** DATA PROVIDED follows **
PR #2554, opened 2023-08-01
fix: don't preventDefault on modifier keys

### LINKED ISSUE #2553: Can't imput any characters involving a modifier since commit ef1030789
I was testing another issue I will be opening soon, when I noticed I couldn't imput a ':' at all - in none of the text fields. In fact, nothing that needs a modifier was working, even doing Ctrl+v.

Bisecting from the version I'm actually using day-to-day (8.1.2) I reached the commit ef1030789, which changes shortcut handling.

leodag:
Fixes #2553

The preventDefault on modifier keys seemed fishy, removing it solved the problem immediately. The digit shortcuts seem to still be working fine.

### DIFF
--- a/src/js/popup.js
+++ b/src/js/popup.js
@@ -426,7 +426,6 @@ const Logic = {
 
     if (e.altKey || e.shiftKey || e.ctrlKey || e.metaKey) {
       isModifierPressed = true;
-      e.preventDefault();
     }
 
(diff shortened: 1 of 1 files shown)


dannycolin:
@leodag Thanks again for the bug report. I want with a different solution of completely reverting the code listening to a modifier added in my previous patch (See #2587) so I'll close this one. However, don't hesitate to file a bug if needed.

PR #2555, opened 2023-08-01
fix: remove broken escape from issue template

leodag:
Currently, clicking on 'New Issue' in the issues tab doesn't show the option to actually create an issue because the template is broken (maybe this is a problem with github's parsing?) with the following error:

image

(screenshot from https://github.com/mozilla/multi-account-containers/blob/main/.github/ISSUE_TEMPLATE/bug.yml )

Removing the backslash before a single quote fixes the issue. Even if the issue is with GitHub's parsing, the backslash is redundant anyway.

You can test this on my fork: https://github.com/leodag/multi-account-containers/issues/new/choose


leodag:
Already fixed on 1142c738, closing this.

PR #2557, opened 2023-08-01
Fix proxy parsing

### LINKED ISSUE #2556: Proxy port gets saved as 'undefined' if not provided
If you try to set a proxy for a container, and don't provide a port, it will be saved as undefined, also showing in the UI as such. This also makes the proxy fail silently.

leodag:
Fixes #2556 

You'll probably want to apply #2554 too to test this, since otherwise you can't enter ':' (nor Ctrl+v on the field)

If a match for "port" is not found, it can be set as 1080 (the default SOCKS port).

This may have some implications for the following lines. If Mozilla VPN is set, does it matter whether port is set or not?


src/js/proxified-containers.js
```diff
@@ -50,6 +50,10 @@ proxifiedContainers = {
       return false;
     }
 
+    if (!matches.groups.port) {
+      matches.groups.port = 1080;
```
dannycolin, line 54: IIRC, HTTP(S) have a different default port. Since we're accepting both SOCKS and HTTPS, we should also consider this scenario.

dannycolin (changes requested):

PR #2833, opened 2025-12-02
Migrate to v3

bakulf:
This patch is a starting point to migrate this add-on to manifest v3.


bakulf:
Thank you Rob!

I did a bit of testing and the code does have almost 0 states. The only one I spot so far is related to the isolation key and the 3rd commit is about that bit.

> It is also worth noting that host permissions were not automatically granted on install in MV3 until Firefox 128. This is significant for ESR115 users: Existing users will retain the permissions, but new users will not have any host permissions.

This is what I'm mostly concern about: the backward compatibility of this change.

PR #2835, opened 2025-12-10
icons: Honor context-fill / context-fill-opacity, and dark mode as a fallback in page action icon

emilio:
The only reason this icon doesn't look terrible in dark mode is because there's a hack in Firefox that we want to remove, see bug 2001318.

# Description

The only reason this icon doesn't look terrible in dark mode is because there's a hack in Firefox that we want to remove, see bug 2001318.

This shouldn't make the behavior worse with and without the hack, and allows us to remove it.

## Type of change

*Select all that apply.*

- [x] Bug fix
- [ ] New feature


Rob--W:
For visibility, this patch followed from a report at https://bugzilla.mozilla.org/show_bug.cgi?id=2001318

PR #2841, opened 2026-01-06
Fix 1822: Sync container colors with Firefox container settings

### LINKED ISSUE #1822: No black color available (lost on editing) if editing via popup
- Multi-Account Containers Version: 7.0.2
- Operating System + Version: Windows 10 x64, 1909
- Firefox Version: 78.0.2
- Other installed Add-ons + Version + Enabled/Disabled-Status:
Bookmark Tab Here	1.0	true	{bc21b9a1-3ad6-4b00-bca4-ef5b7e21253b}
Copy Current Page URL with Anchor	1.0	true	jid1-grAPHQfoBoWMdA@jetpack
Copy Link Text	1.6.1	true	{b144be59-6bdc-41e0-9141-9f8d00373d93}
Copy PlainText	1.11	true	copyplaintext@eros.man
Download Manager (S3)	5.12	true	s3download@statusbar
Enhancer for YouTube™	2.0.101	true	enhancerforyoutube@maximerf.addons.mozilla.org
Facebook Container	2.1.1	true	@contain-facebook
Firefox Multi-Account Containers	7.0.2	true	@testpilot-containers
Gesturefy	3.0.5	true	{506e023c-7f2b-40a3-8066-bc5deb40aebe}
Refined GitHub	20.7.16	true	{a4c4eda4-fb84-4a84-b4a1-f7c1cbf2a1ad}
RoboForm Password Manager	9.0.1.6	true	rf-firefox@siber.com
Stylus	1.5.11	true	{7a7a4a92-a2a0-41d1-9fd7-1e92480d612d}
uBlock Origin	1.28.2	true	uBlock0@raymondhill.net
uMatrix	1.4.0	true	uMatrix@raymondhill.net
LastPass: Free Password Manager	4.51.0.1	false	support@lastpass.com
To Google Translate	4.0.6	false	jid1-93WyvpgvxzGATw@jetpack
Worldwide Radio	4.1	false	worldwide@radio
Xdebug-ext	1.2	false	{5483b263-bf97-4858-a2cf-590444554869}

### Actual behavior
There is no black colour when editing/viewing container settings via Multi-Account Containers popup panel. But it is there when managing container via Firefox preferences.

As a result the container will loose black colour and it will be reset to default/1st in the list (which is blue).

### Expected behavior
The black colour is present and remain assigned.

### Steps to reproduce
1. Multi-Account Containers popup panel
  image
2. Click on "Manage Containers" at the bottom
3. Locate desired container (e.g. Facebook) that has assigned black color to it
  image
4. Click on it to bring the editing panel page (e.g. you want to see what domains are assigned to this container)
  image
5. Do not edit anything (or edit, it does not matter) and click "<" button to go back
**Expected:** black colour remains assigned
**Actual:** black is gone, it is now a blue colour instead.
  image

To fix it I have to change the colour via Firefox Options: `about:preferences#containers`

image

nekno:
- [X] I agree to license my code under the [MPL 2.0 license](https://www.mozilla.org/en-US/MPL/2.0/).
- [X] I rebased my work on top of the main branch.
- [X] I ran `npm test` and all tests passed.
- [X] I added test coverages if relevant.

# Description

This PR fixes #1822, which captures the issue well. 

Firefox allows [9 container colors](https://github.com/mozilla-firefox/firefox/blob/e61d59b5c9a651fd7bf28043f87c0dc669833496/browser/components/preferences/dialogs/containers.js#L52), including a `toolbar` color that matches the current text color in light and dark modes.

The extension currently only supports 8 of those colors, omitting the `toolbar` color. That allows users to set a color in the Firefox container settings that doesn't appear or allow editing properly in the extension container settings.

This PR adds support for the `toolbar` color, to sync properly with the color names in the Firefox container settings.

I assume this issue has remained unresolved for ~6 years and marked `Needs: Mozilla Central` because, in lieu of hardcoding two identical collections across codebases, it would be best, architecturally, to expose the array of supported colors and icons on `ContextualIdentityService` in Firefox as the source of truth, and then consume those in the extension, so they would never be out-of-sync. There are also the separate requests to support more icons and any arbitrary RGB color.

Both of those changes would require a lot more support, so I figured it would be better to get this fixed first using the current approach, and those alternatives would be better taken on by a member of the project(s) rather than a random outside contributor.

If those alternatives are something you're looking for someone to take on, let me know.

| Edit Panel Light Theme | Edit Panel Dark Theme |
|--------|--------|
| Edit Panel Light Theme | Edit Panel Dark Theme | 

## Type of change

*Select all that apply.*

- [X] Bug fix
- [ ] New feature

* #1822

### DIFF
--- a/src/css/popup.css
+++ b/src/css/popup.css
@@ -69,7 +69,7 @@
   --icon-button-size: calc(calc(var(--block-line-separation-size) * 2) + 1.66rem); /* 20px */
   --inactive-opacity: 0.3;
   --overflow-size: 1px;
-  --icon-fit: 8;
+  --icon-fit: 9;
 
   background: var(--bgColor);
   margin-block: 0;
@@ -390,6 +390,11 @@ table {
 [data-identity-color="purple"] {
   --identity-tab-color: #af51f5;
   --identity-icon-color: #af51f5;
+}
+
+[data-identity-color="toolbar"] {
+  --identity-tab-color: currentColor;
+  --identity-icon-color: currentColor;
 }
 
 [data-identity-icon="fingerprint"] {


src/css/popup.css
```diff
@@ -69,7 +69,7 @@
   --icon-button-size: calc(calc(var(--block-line-separation-size) * 2) + 1.66rem); /* 20px */
   --inactive-opacity: 0.3;
   --overflow-size: 1px;
-  --icon-fit: 8;
+  --icon-fit: 9;
```
nekno: This seems to just be hardcoded to match the number of colors. Each color swatch is 32 x 32px, and the panel is 320px wide, so you can fit 10 colors in a row without compromising on minimum spacing/padding on anything.

This changes it from 8 to 9 so all colors fit on the same row, and the minimum spacing is still met.

src/js/popup.js
```diff
@@ -1889,7 +1889,7 @@ Logic.registerPanel(P_CONTAINER_EDIT, {
       return Utils.escaped`<input type="radio" value="${containerColor}" name="container-color" id="edit-container-panel-choose-color-${containerColor}" />
      <label for="edit-container-panel-choose-color-${containerColor}" class="usercontext-icon choose-color-icon" data-identity-icon="circle" data-identity-color="${containerColor}">`;
     };
-    const colors = ["blue", "turquoise", "green", "yellow", "orange", "red", "pink", "purple"];
+    const colors = ["blue", "turquoise", "green", "yellow", "orange", "red", "pink", "purple", "toolbar"];
```
nekno: This matches the `toolbar` color named in the [Firefox container settings dialog](https://github.com/mozilla-firefox/firefox/blob/e61d59b5c9a651fd7bf28043f87c0dc669833496/browser/components/preferences/dialogs/containers.js#L52).

achernyakevich-sc:
@nekno As I could understand from you commit you just added support of `toolbar` color...

But maybe it is not a bug but it is the special intention of developers to give no chance to mislead users by providing possibility to select `toolbar` color so that on UI it will be undetectable that you have opened tab in container instead of default (no container)?

Be sure as anybody will select `toolbar` color for some container then it is just a matter of time that it will report issues like:

* something does not work as expected in default container - they just will not distinguish default and their `toolbar`'s containers.
* container identification image is not visible for the menu like below - gray on gray really could be invisible.
image


I'm really not sure. Maybe we need ask somebody like @dannycolin.

nekno:
@achernyakevich-sc — I don't know the history why the color is named `toolbar`, but there isn't an option to change it, as the extension must match the implementation used in the Firefox settings, where the name `toolbar` is used.

The color named `toolbar` isn't actually the background color of the toolbar, it's the primary text color of your current theme, and it matches the color of the line on top of the tab, which is controlled by code in Firefox.

I added screenshots to the description to show it rendered in context.

For the light theme it's #15141A: 
15141A

For the dark theme it's #FBFBFE:
FBFBFE

achernyakevich-sc:
Then it looks reasonable. Thank you for your efforts.

dannycolin:
Sorry for the late response. 

There was some issues/limitations with the *toolbar* color that prevented it to be added in the list. See a previous PR: https://github.com/mozilla/multi-account-containers/pull/2192

nekno:
Thanks, @dannycolin, I didn't find that previous PR in my searching. I wish I would have!

It's funny that we came up with almost identical PRs independently, though I used `currentColor` to match Firefox, rather than `--text-color-primary` in the other PR.

In testing, I see your point still stands, that `currentColor` doesn't work with themes other than light/dark, either.

None of the colors in MAC are expressly themable, so despite the `toolbar` color responding specifically to the light/dark themes, it doesn't to be a requirement for a color to respond to a theme in order to be used in MAC. This missing color is, in fact, the only color that responds to the light/dark themes for contrast accessibility, and it's better than not that it at least does that much.

While I would love to follow your suggestion in the other PR and fix this upstream, the effort and knowledge required to add a custom color picker is much greater than what's required to fix this issue.

If you have any references on how to pull in an existing color picker and incorporate it into the experience, I'm willing to try, but I'm likely not the best person. I will be learning most of it from scratch and the juice is not likely worth the squeeze.

I ask honestly — must we suffer this issue another 5 years until someone with the requisite skills and knowledge finds the time?

dannycolin:
> the only color that responds to the light/dark themes for contrast accessibility

This isn't necessarily true because we can't control third-party themes.

> If you have any references on how to pull in an existing color picker and incorporate it into the experience, I'm willing to try, but I'm likely not the best person. I will be learning most of it from scratch and the juice is not likely worth the squeeze.

This would be the best longterm solution but there are a lot of moving pieces. The mechanism needs to be implemented in Firefox itself. Plus, this change would have an impact on the webextension API so we could potentially break other people addons if their code expect hardcoded color values.

I'm not a big fan of adding more hardcoded colors but I can still ask folks at Mozilla if we couldn't find a short term solution. For example, we could align our color values with the new Tab Group feature which offers 9 predefined colors. It always offers variant of the color palette depending if the theme is set as a dark or light theme. In other words, this solution would be similar to your fix for the end-user but we'd be in control of the visual rendering which would avoid the pitfalls of using the *toolbar* color.

I'll keep you posted.

PR #2854, opened 2026-02-11
RFC for Sync

bakulf:
This PR contains a RFC for Containers + Sync. Please send feedback. The goal is to have a better, secure, safe sync support for containers.


jonathanKingston:
@bakulf seems to make sense to me from a quick glance. I do wonder if all extensions would benefit from this kind of opt-in API though? Something for: https://github.com/w3c/webextensions ?

PR #2868, opened 2026-03-07
Fix #2699: Prevent trashcan from being obscured by scrollbar

### LINKED ISSUE #2699: Trashcan partly obscured by scrollbar when managing site list of a container with "Always show scrollbars" option

### Step to reproduce

In Firefox Multi-Account Containers press Manage Containers, select a container with sufficient sites to require a vertical scrollbar, and then press Manage Site List…

### Actual behavior

When hovering over a site the trashcan icon is partly obscured by the scrollbar

### Expected behavior

Either the trashcan icon or the scrollbar should be moved so that the trashcan remains unobscured

### Additional informations

This was reported in https://bugzilla.mozilla.org/show_bug.cgi?id=1931273 .

[This inline-size style for .truncate-text](https://github.com/mozilla/multi-account-containers/blob/main/src/css/popup.css#L316) is a bit longer with showing the scroll bar.

_No response_

LuciferDono:

- [x] I agree to license my code under the MPL 2.0 license.

# Description

When users have "Always show scrollbars" enabled in their OS settings, the trashcan (delete) and reset buttons on assigned site list rows are partly hidden behind the visible scrollbar.

**Root cause:** `.truncate-text` used `inline-size: calc(100vw - 100px)`, which bases the width on the full viewport — including the area consumed by the scrollbar. This forced the text span to a fixed width that overflows the flex container when a scrollbar is present, pushing the action buttons behind it.

**Fix:** Replace the fixed `calc()` width with `min-inline-size: 0`, which is the standard CSS fix for allowing flex items to shrink below their content size. The parent `<td>` already uses `display: flex` and `.menu-text` already has `flex: 1`, so the text span now naturally fills only the remaining space after the favicon and buttons — regardless of whether a scrollbar is visible.

## Type of change
- [x] Bug fix
- [ ] New feature
- [ ] Major change

Fixes #2699

### DIFF
--- a/src/css/popup.css
+++ b/src/css/popup.css
@@ -309,9 +309,9 @@ table {
   transition: opacity 0s;
 }
 
-/* effect borrowed from tabs in firefox, ensure that the element flexes to the full width */
+/* Allow flex item to shrink below content size for proper text truncation */
 .truncate-text {
-  inline-size: calc(100vw - 100px);
+  min-inline-size: 0;
   overflow: hidden;
   position: relative;
   white-space: nowrap;


bakulf:
Can you please attach a screenshot before and after? Thanks!

PR #2869, opened 2026-03-09
Fix package script

bakulf:
This should be the last commit for 8.3.7


bakulf:
Yes. It's a meta commit... :)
** End of DATA PROVIDED **
# WHAT IS REQUIRED
Check each line of the records for the string "commit" and copy those that have it.

# FINAL ANSWER
### LINKED ISSUE #2553: Can't imput any characters involving a modifier since commit ef1030789
Bisecting from the version I'm actually using day-to-day (8.1.2) I reached the commit ef1030789, which changes shortcut handling.
I did a bit of testing and the code does have almost 0 states. The only one I spot so far is related to the isolation key and the 3rd commit is about that bit.
@nekno As I could understand from you commit you just added support of `toolbar` color...
This should be the last commit for 8.3.7
Yes. It's a meta commit... :)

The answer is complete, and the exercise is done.